Ta sztuka udała się wreszcie Dawidowi Polkowskiemu, który próbą z dystansu w 57. minucie zmusił bramkarza Skry do efektownej parady. Podbeskidzie długo biło głową w mur, ale impulsu do lepszej gry dostarczyli rezerwowi. Cichym bohaterem okazał się Titas Milasius, który umiejętnie zastawił piłkę w polu karnym i dał się sfaulować obrońcy częstochowian. Wykonujący rzut karny Kamil Biliński trafił w nogi Kosa, ale wobec dobitki najlepszego strzelca ligi bramkarz był już bezradny. Do końca meczu pozostawało jeszcze sporo czasu, ale Podbeskidzie miało w poniedziałek zbyt mało jakości, by zadać decydujący cios. - Niedokładność zawsze martwi, ale większość niecelnych podań wynikała z podejmowania złych decyzji. Zawodników częściowo usprawiedliwia też to, że większość treningów odbyliśmy jak dotąd na sztucznym boisku. Jeśli poprawimy decyzyjność i będzie sprzyjać nam pogoda, powinniśmy grać lepiej - tłumaczy trener Jawny.

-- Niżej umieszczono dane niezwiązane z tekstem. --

PR #274, opened 2020-11-17
Use dynamic contents via React context

evansiroky:
This PR depends on #201. 

In response to https://github.com/opentripplanner/otp-react-redux/pull/201#discussion_r524368723, this PR refactors the app to avoid needless prop-drilling of custom components sent in by implementing applications by utilizing the React context as needed.

Although this PR doesn't yet have any commits that indicate a breaking change, there are changes that could be considered breaking. The `itineraryClass`, `itineraryFooter`, `LegIcon` and `ModeIcon` are now all supposed to be added to a `components` property in the `ResponsiveWebapp` instead of in individual components. This also introduces the assumption that implementers of otp-react-redux will use the `ResponsiveWebapp` or directly import the `ComponentContext` and wrap components in a Provider in their app.

### DIFF
--- a/example.js
+++ b/example.js
@@ -19,6 +19,7 @@ import {
   CallTakerControls,
   CallTakerPanel,
   CallTakerWindows,
+  DefaultItinerary,
   DefaultMainPanel,
   DesktopNav,
   BatchRoutingPanel,
@@ -49,6 +50,7 @@ if (useCustomIcons) {
 // define some application-wide components that should be used in
 // various places
 const components = {
+  ItineraryBody: DefaultItinerary,
   LegIcon: MyLegIcon,
   ModeIcon: MyModeIcon
 }
--- a/example.js
+++ b/example.js
@@ -48,7 +48,11 @@ if (useCustomIcons) {
 }
 
 // define some application-wide components that should be used in
-// various places
+// various places. The following components can be provided here:
+// - ItineraryBody (required)
+// - ItineraryFooter (optional)
+// - LegIcon (required)
+// - ModeIcon (required)
 const components = {
   ItineraryBody: DefaultItinerary,
   LegIcon: MyLegIcon,
@@ -125,7 +129,32 @@ class OtpRRExample extends Component {
       </main>
     )
 
-    /** the main webapp **/
+    /**
+     * The main webapp.
+     *
+     * Note: the ResponsiveWebapp creates a React context provider
+     * (./util/contexts#ComponentContext to be specific) to supply custom
+     * components to various other subcomponents throughout otp-react-redux. If
+     * the ResponsiveWebapp is not used and instead some subcomponents that use
+     * the components in the `components` variable are imported and rendered
+     * outside of the ResponsiveWebapp component, then the ComponentContext will
+     * need to wrap that component in order for the subcomponents to be able to
+     * access the component context. For example:
+     *
+     * ```js
+     * import RouteViewer from 'otp-react-redux/build/components/viewers/route-viewer'
+     * import { ComponentContext } from 'otp-react-redux/build/util/contexts'
+     *
+     * const components = {
+     *   ModeIcon: MyCustomModeIconComponent
+     * }
+     * const ContextAwareRouteViewer = () => (
+     *   <ComponentContext.Provider value={components}>
+     *     <RouteViewer />
+     *   <ComponentContext.Provider/>
+     * )
+     * ```
+     */
     return (
       <ResponsiveWebapp
         components={components}
--- a/example.js
+++ b/example.js
@@ -46,6 +46,13 @@ if (useCustomIcons) {
   MyModeIcon = CustomIcons.CustomModeIcon
 }
 
+// define some application-wide components that should be used in
+// various places
+const components = {
+  LegIcon: MyLegIcon,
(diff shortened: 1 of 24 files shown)


landonreed (commented):
My primary comment (stated previously on a call, I think) is that perhaps we should allow users of this library to pass in LegIcon, ModeIcon or ItinType as a prop instead of context. And that we should perhaps not change the `itineraryFooter` name to avoid making this a breaking change.

lib/components/viewers/route-viewer.js
```diff
@@ -187,7 +187,9 @@ class RouteRow extends PureComponent {
   }
 
   render () {
-    const {isActive, ModeIcon, route, operator} = this.props
+    const {isActive, route, operator} = this.props
+    const { ModeIcon } = this.context
```
binh-dam-ibigroup, line 191: Inconsistent spacing between braces.

example.js
```diff
@@ -46,6 +47,14 @@ if (useCustomIcons) {
   MyModeIcon = CustomIcons.CustomModeIcon
 }
 
+// define some application-wide components that should be used in
+// various places
+const components = {
+  ItineraryBody: DefaultItinerary,
```
binh-dam-ibigroup, line 53: I think `ItineraryFooter` should be mentioned here, at least as a commented-out attribute, so implementers know that it is possible to provide a footer if they so wish.

binh-dam-ibigroup (approved):
Conditional approval on mentioning `ItineraryFooter` in `example.js`. This PR begs the question on whether `state.otp.config` should be a context too, but I definitely agree with the approach.

example.js
```diff
@@ -46,6 +47,14 @@ if (useCustomIcons) {
...
+  LegIcon: MyLegIcon,
+  ModeIcon: MyModeIcon
+}
+
```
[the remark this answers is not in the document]
evansiroky: I was also thinking that, but it'd be a much larger change to instead include that in the context instead of the redux store. Also, perhaps some parts of the config might be changeable, for example if we ever implement a webapp with multiple languages, maybe it could have a config setting of the language that could change in the app.

example.js
evansiroky: Improved above comment to note ItineraryFooter in 91bdbb5523830976b84ddf35078c2029899d5567.

lib/components/viewers/route-viewer.js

Skra, która w wyjściowym składzie miała aż pięciu młodzieżowców, może traktować punkt wywieziony z Bielska-Białej jako cenną zdobycz. Dla Górali dwa punkty po pierwszych dwóch kolejkach to wynik poniżej oczekiwań.

Zobaczcie zdjęcia z meczu Skra Częstochowa - Podbeskidzie Bielsko-Biała.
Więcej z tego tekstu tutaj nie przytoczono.